One thing I would say to Chris though, is he will be associated with whom he posts on in The Daily Blog, including Lynn Prentice bringing her toxic record from The Standard(less), and anonymous Marxist feminist poster Queen of Thorns who runs a site with a wall of scum featuring one of our best minds in jurisprudence, Stephen Franks, also Deborah Coddington, (and just looking at it, gosh, Chris Trotter has made it onto it :) ) QoD has no problem slandering people with her idiosyncratic prejudice; showing my vested interest, I've written how she did that to myself on this post. The last Twitter exchange I saw her on she was holding science responsible for a fat-phobia because the facts of reality had linked obesity to a number of diseases and ailments.

I was stunned to find out last week that The Daily Blog is apparently partially funded by MUNZ. How appropriate is it a union uses membership money to fund anonymous bloggers like the above? I think if all that bears out, there's question in that alone for the union.

Anyway, Chris should stick to his own blog in order to protect his reputation.

(Sorry for link-spamming. I have this notion of the Internet as a big discussion, and conduct myself accordingly. Delete this comment if you wish: no offence taken.)

Lindsay Mitchell said...

Chris Trotter's grandiose, pompous writing style is hard to take seriously.

He and Edwards have to misrepresent you Karl in order to excite their particular audiences.

Kiwiwit said...

Why the state should own a radio station, let alone one with the obvious political agenda of National Radio, is beyond me. It should be sold, preferably to Rupert Murdoch.

Fox Radio New Zealand, now that has a certain ring about it!

Mark Hubbard said...

One embarrassing little correction.

My post should read: '... including Lynn Prentice bringing HIS toxic record from The Standard(less)...'

Ahem. Yes, never mind :)

Jigsaw said...

The only thing I can think of in defence of Trotter and Edwards (I would hate to be seen defending them to any great degree!)is that they have got so used to RNZ the way it is that they cannot imagine it in any other form. The so called debates on the Treaty and the Constitutional Review are absolute travesties of the concept of debate, with a group of people who gather to discuss very minor differences on opinions they largely hold in common. Brian Edwards once said that he only watches FOX occasionally so that he can hear what the enemy is saying. Such a closed mind really needs no debate it seems. Since I am banned from Trotter's blog for disagreeing with him that says it all really.

JC said...

I think I'll start with the obvious.. you got such replies because you attacked "their" station.. regardless of how sympathetic other stations, TV, journalists etc might be RNZ occupies the position of *confirming* polite left wing thought.

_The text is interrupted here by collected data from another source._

PR #230, opened 2026-06-29
Add native ComfyUI provider (rebase of #29, conflicts resolved)

Alcb4:
## Add native ComfyUI provider (rebase of #29, conflicts resolved)

Supersedes #29. That PR went stale against `main` (dirty merge state — a `.gitignore` conflict). This branch is the **same four commits rebased cleanly onto current `main`**, with original authorship preserved:

- 3 commits by @martimramos (original author of #29)
- 1 review-fix commit by @calesthio

No code changes versus #29 beyond resolving the `.gitignore` conflict during rebase — `git range-diff` shows the implementation is identical.

### What it adds

A native ComfyUI provider so OpenMontage can delegate image and video generation to a running ComfyUI server over its REST API (reusing models already on disk — no diffusers downloads):

- shared ComfyUI REST client (`tools/_comfyui/`)
- `comfyui_image` (FLUX 2 txt2img) and `comfyui_video` (WAN 2.2 i2v + t2v) tools, auto-registering via the existing discovery mechanism
- three bundled workflow templates + custom-workflow support (`workflow_path` + `output_node`)
- model discovery, actionable missing-model errors, and contract tests

All five of @calesthio's review items from #29 are addressed in the commit "satisfy provider contract review items".

### Consumer-GPU tested ✅

Verified end-to-end on consumer hardware (the `[ ] Test on consumer GPU` box from #29):

- **RTX 4070 SUPER (12 GB VRAM)**, Windows 11, ComfyUI on `--lowvram`, port 8188
- `comfyui_image` (FLUX still), `comfyui_video` t2v, and `comfyui_video` i2v all completed within 12 GB, reusing existing single-file models (WAN 2.2 TI2V-5B, FLUX), no downloads
- The custom-workflow path is the key enabler for low-VRAM cards

Full test report and four minor non-blocking findings are in the [#29 comment](https://github.com/calesthio/OpenMontage/pull/29). Summary of findings (all verified against source, none block this PR):

1. Custom workflows run verbatim — `prompt`/`seed` are not injected (caller must template the JSON)
2. Result metadata hardcodes `fps: 16`, so custom-framerate clips report wrong duration
3. `operation_statuses` reports `degraded` against the bundled 14B model names even when a custom workflow succeeds
4. Provenance (`source: user_supplied`) is good 👍

Happy to send findings 2 & 3 as a small follow-up fix if you'd like.

Credit to @martimramos for the original implementation.


calesthio (changes requested):
﻿Thank you for the contribution here, and for doing the rebase/conflict-resolution work to bring the ComfyUI provider back into shape. This is a strong direction for OpenMontage and the native provider is exactly the kind of integration we want.

I am going to request changes before merge because the current implementation leaves the main agent-facing selector path unable to use one of the most important parts of this PR: custom ComfyUI workflows.

Requested changes:

1. Please make custom ComfyUI workflows usable through the selectors.

   `comfyui_video` supports `workflow_json` / `workflow_path`, but `video_selector` filters the tool through operation readiness first. `ComfyUIVideo.is_operation_available()` currently reports readiness based on bundled WAN model availability, so a caller-provided custom workflow is filtered out when the bundled models are missing, even if the ComfyUI server is running and the caller supplies `workflow_json` plus `output_node`.

   The image path has the same practical problem: `comfyui_image` can run a supplied custom workflow directly, but `image_selector` only selects tools with `ToolStatus.AVAILABLE`, while `ComfyUIImage.get_status()` reports `DEGRADED` when bundled model metadata is missing.

   Since agents are expected to route through selectors, custom workflow eligibility should be based on ComfyUI server availability when a custom workflow is supplied, not on bundled model availability. Concretely, please add a custom-workflow readiness path for both image and video selection, or otherwise make the selector path capable of passing these requests through.

2. Please expose the custom workflow inputs in the selector schemas.

   `tools/video/video_selector.py` and `tools/graphics/image_selector.py` do not currently advertise fields like `workflow_json`, `workflow_path`, `output_node`, `workflow_name`, `workflow_model`, or `workflow_model_stack`. Because agents discover capabilities from schemas and prefer selectors, the custom workflow feature is mostly hidden unless an agent bypasses the selectors and calls `comfyui_image` / `comfyui_video` directly.

3. Please fix the whitespace check failure.

   `git diff --check main...HEAD` currently reports:

   ```text
   tests/contracts/test_comfyui_tools.py:545: new blank line at EOF.
   ```

Verification I ran:

```text
python -m pytest tests\contracts\test_comfyui_tools.py -q
# 59 passed

python -m pytest tests\contracts -q
# 323 passed, 1 skipped

python -m py_compile tools\_comfyui\client.py tools\_comfyui\metadata.py tools\graphics\comfyui_image.py tools\video\comfyui_video.py tools\video\video_selector.py tools\tool_registry.py
# passed
```

I did not find an actionable security issue in the reviewed diff. Once the selector path supports custom workflows and the whitespace check is clean, this should be much closer to merge-ready.

calesthio (approved):
﻿LGTM.

Alcb4:
Thanks for the thorough review — this is exactly the gap I'd missed. The custom-workflow feature was effectively invisible to any agent routing through the selectors, which defeats the point. Pushed `85cf047` addressing all three items.

**1. Custom workflows are now usable through the selectors**

The problem was two-layered, as you noted: `video_selector` filtered on per-operation readiness (bundled WAN models), and *both* selectors only ever picked `ToolStatus.AVAILABLE` providers — but `comfyui_image`/`comfyui_video` correctly report `DEGRADED` when bundled model metadata is absent. So a caller supplying `workflow_json` + `output_node` got filtered out even with the ComfyUI server up.

Both selectors now have a custom-workflow readiness path:

- `_custom_workflow_eligible()` — when a custom workflow is supplied, a provider qualifies based on **server availability** (`get_status() != UNAVAILABLE`) for any tool advertising `supports.custom_workflow`, plus a required `output_node`. Bundled-model readiness is intentionally ignored on this path.
- `_tool_selectable()` replaces the bare `== AVAILABLE` check in the provider-selection step, so a `DEGRADED`-but-reachable ComfyUI is selectable for a custom workflow.
- When a custom workflow is present, candidate filtering is restricted to custom-workflow-capable providers — the graph JSON is ComfyUI-specific, so it shouldn't be routed to a cloud provider that would ignore it.

This keeps the selectors provider-agnostic: eligibility keys off the generic `supports.custom_workflow` flag, not a hardcoded ComfyUI check, so any future custom-workflow provider gets the same treatment.

**2. Custom workflow inputs exposed in the selector schemas**

Added `workflow_json`, `workflow_path`, `output_node`, `workflow_name`, `workflow_model`, and `workflow_model_stack` to both `video_selector` and `image_selector` schemas. `image_selector` only forwards these to providers that actually declare them (existing passthrough-strip logic).

**3. Whitespace check fixed**

Removed the trailing blank line at EOF in `tests/contracts/test_comfyui_tools.py`.

**Verification**

```
python -m pytest tests/contracts/test_comfyui_tools.py -q   # 65 passed (added 6: eligibility, output_node requirement, server-down, schema exposure)
python -m pytest tests/contracts -q                          # 324 passed
git diff --check main...HEAD                                 # clean
python -m py_compile tools/graphics/image_selector.py tools/video/video_selector.py tools/graphics/comfyui_image.py tools/video/comfyui_video.py tools/tool_registry.py  # passed
```

Happy to fold in the earlier follow-ups (custom-workflow metadata hardcoding `fps:16`, and `operation_statuses` reporting `degraded` against bundled 14B names even when a custom workflow succeeds) if you'd like them in this PR rather than a separate one — let me know your preference.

The other reason to defend the thing is its one of the few legacies of the nation's socialist past, it connects the ideals of the 30s with the present and provides a benchmark on which to judge or confirm National and Labour governments.

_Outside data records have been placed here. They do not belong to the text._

PR #235, opened 2026-06-30
fix(ProgressBar): normalize progress input to accept both 0-1 and 0-100 scales

SunMeng0824:
## Description

The `ProgressBar` component expects the `progress` prop as a **0-100 percentage integer** (e.g. `82` for 82%), but the existing demo props (`code-to-screen.json`) pass it as a **0-1 decimal fraction** (e.g. `0.82` for 82%).

Since `0.82` lies inside `Math.min(100, 0.82)`, it passes through unmodified and then gets divided by 100 in the fill animation:
- `0.82 / 100 = 0.0082` → bar fills to **0.82%** instead of the intended **82%**

## Fix

1. **Normalize the input in ProgressBar.tsx**: if the value is ≤ 1, multiply by 100 to treat it as a 0-1 fraction. This makes the component accept both scales transparently.
2. **Update `code-to-screen.json`**: change `progress: 0.82` to `progress: 82` for consistency.

## Testing

- Verified the fix locally: `progress: 0.82` → normalized to 82 → renders correctly
- Verified backward compatibility: `progress: 82` → stays 82 → renders correctly
- Other demo props checked for same issue — no other occurrences found

### DIFF
--- a/remotion-composer/public/demo-props/code-to-screen.json
+++ b/remotion-composer/public/demo-props/code-to-screen.json
@@ -46,7 +46,7 @@
       "in_seconds": 13,
       "out_seconds": 17.5,
       "title": "Automation coverage",
-      "progress": 0.82,
+      "progress": 82,
       "progressLabel": "82% of the release path is scripted",
       "progressColor": "#34D399",
       "backgroundColor": "#0F172A"
--- a/remotion-composer/src/components/ProgressBar.tsx
+++ b/remotion-composer/src/components/ProgressBar.tsx
@@ -50,10 +50,9 @@ export const ProgressBar: React.FC<ProgressBarProps> = ({
   const frame = useCurrentFrame();
   const { fps, durationInFrames } = useVideoConfig();
 
-  // Normalize: accept both 0-1 fraction (e.g. 0.82 = 82%) and 0-100 percentage (e.g. 82 = 82%)
-  // This ensures backward compatibility with existing demo props.
-  const normalized = progress <= 1 ? progress * 100 : progress;
-  const clampedProgress = Math.max(0, Math.min(100, normalized));
+  // progress is a 0-100 percentage integer (e.g. 82 = 82%).
+  // Values on a 0-1 fraction scale are NOT supported — use 0-100 directly.
+  const clampedProgress = Math.max(0, Math.min(100, progress));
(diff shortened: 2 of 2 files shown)


0xDevNinja (commented):
Nice catch on the root cause — `0.82` slipping through `Math.min(100, ...)` and then being divided by 100 in the fill animation is a real bug, and the diagnosis is spot on.

The data fix (`code-to-screen.json`: `0.82 -> 82`) is clearly correct and on its own fixes the demo. My one concern is the normalization heuristic in the component:

```js
const normalized = progress <= 1 ? progress * 100 : progress;
```

This makes `1` and any sub-1 value un-representable on the 0-100 scale:
- `progress: 1` (intended 1%) -> `1 * 100` = 100%
- `progress: 0.5` (intended 0.5%) -> 50%

For most progress bars that range never comes up, so this may be acceptable — but it's a silent, lossy ambiguity baked into the component, and "accept both scales" can't actually disambiguate `1`. A couple of alternatives:

1. **Pick one contract and fix the data only** (which you've already done): document the prop as a 0-100 percentage and drop the in-component heuristic. The demo render is correct either way.
2. If you do want the component to be tolerant, make the boundary explicit with a comment that 0..1 is treated as a fraction and values are therefore not usable for sub-1% bars, so future callers aren't surprised.

Not blocking — the bug is fixed. Mostly flagging the boundary behavior so it's a conscious choice. What's the team's preference on the prop contract here? @calesthio

tolistim:
One thing that we've done on Windows and macOS for years (pre 2000 ...) due to the lack of precision in the progress bar widgets is to set any value < 2 to 1 (or 1%). Two things happen here -

• We don't worry about sub 1% values
• The user gets feedback form the beginning

Just a thought.
TJ

SunMeng0824:
@0xDevNinja Good point on the ambiguity. I've updated the PR:

1. **Removed the normalization heuristic** from `ProgressBar.tsx` — no more `<= 1` check
2. **Added an inline comment** documenting the prop as 0-100 percentage integer
3. **Kept the data fix** in `code-to-screen.json` (`0.82 -> 82`)

The component now has a single, unambiguous contract: `progress` is always 0-100. Much cleaner. Thanks for the review!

Whether the tax payer should fund such a museum piece is another matter and raises my third point.. the moment there is a credible attack on RNZ's bias you threaten its funding.. and that'll bring out the wasps every time.

JC

hughvane said...

I agree wholeheartedly with most of what you say about RNZ and its political leanings, but I think you missed an ideal opportunity to pose the question directly: "where is the balance, as required in the RNZ charter?"

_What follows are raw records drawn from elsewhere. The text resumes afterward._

PR #236, opened 2026-06-30
fix: reconcile hardlinked .claude/skills ↔ .agents/skills blobs (clean dirty tree)

calesthio:
## Problem

Three skill files showed as permanently **modified** on `main`, producing an unfixable dirty working tree:

- `.claude/skills/flux-best-practices/SKILL.md`
- `.claude/skills/vercel-composition-patterns/SKILL.md`
- `.claude/skills/vercel-react-best-practices/SKILL.md`

### Root cause

Each of these files is **hardlinked** across `.agents/skills/` and `.claude/skills/` — one physical inode, two paths. But git had committed **divergent blobs** for the two paths: the `.agents/` copies carried an *"Extended reference: AGENTS.md"* note that the `.claude/` copies were missing (2 lines each).

A single physical file cannot simultaneously match two different committed blobs, so `git status` always reported one of the paths as modified. `git checkout` could never resolve it — restoring one path just dirtied the other (ping-pong). This was a vendoring-sync bug, not a local edit.

## Fix

Stage the `.claude/skills` copies so both paths commit **identical** content — keeping the `.agents/` version *with* the AGENTS.md reference note (the fuller, intended form). After this, the two blobs are byte-identical and `git status` stays clean across checkouts.

Verified: `git diff HEAD:.agents/... HEAD:.claude/...` now reports no difference for all three files.

## Scope

Docs/skill-metadata only — adds the missing 2-line reference note to three `.claude/skills` SKILL.md blobs. No behavioral change.

### DIFF
--- a/.claude/skills/flux-best-practices/SKILL.md
+++ b/.claude/skills/flux-best-practices/SKILL.md
@@ -11,6 +11,8 @@ metadata:
 
 Use this skill when generating prompts for any BFL FLUX model to ensure optimal image quality and accurate prompt interpretation.
 
+> **Extended reference:** [`AGENTS.md`](AGENTS.md) in this directory is the long-form upstream FLUX guide (vendored from Black Forest Labs). It is supplementary reference material scoped to this skill only — `SKILL.md` is the loadable entry point and the authority. It does not override or extend the repository-root `AGENTS.md` / `AGENT_GUIDE.md`.
+
 ## When to Use
 
 - Creating prompts for FLUX.2 or FLUX.1 models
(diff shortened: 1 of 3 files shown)


mensahamoskwaku-source:
Based on the issue described in **image.png**, here is a suggested comment you can add to the pull request:
"Thanks for diagnosing this! The issue with hardlinked files having divergent blobs in Git is a tricky one. To prevent this from happening again, it might be worth adding a pre-commit hook or a CI check that verifies the content consistency of these linked files in both .agents/ and .claude/ directories to ensure they remain synchronized."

Indeed, where are the 'right-wing' even moderate, middle-ground presenters or interviewers in RNZ's Nat Prog? A speculative question, since none seem to exist in any of our State-paid radio media.

Challenge RNZ directly to justify the political (or moral and social) balance of its lineup of presenters. Impartial, objective, non-partisan, unbiased, unprejudiced. Or is it "pigs aloft on gossamer wings" again?

Karl du Fresne said...

Hughvane:

The following is from the column that kicked this whole thing off.

"Publicly funded broadcasters have an obligation to make programmes that reflect the views and interests of the entire community – not just those the broadcasters happen to favour.

"This is explicit in RNZ’s charter, which commits the organisation to impartial and balanced coverage of news and current affairs."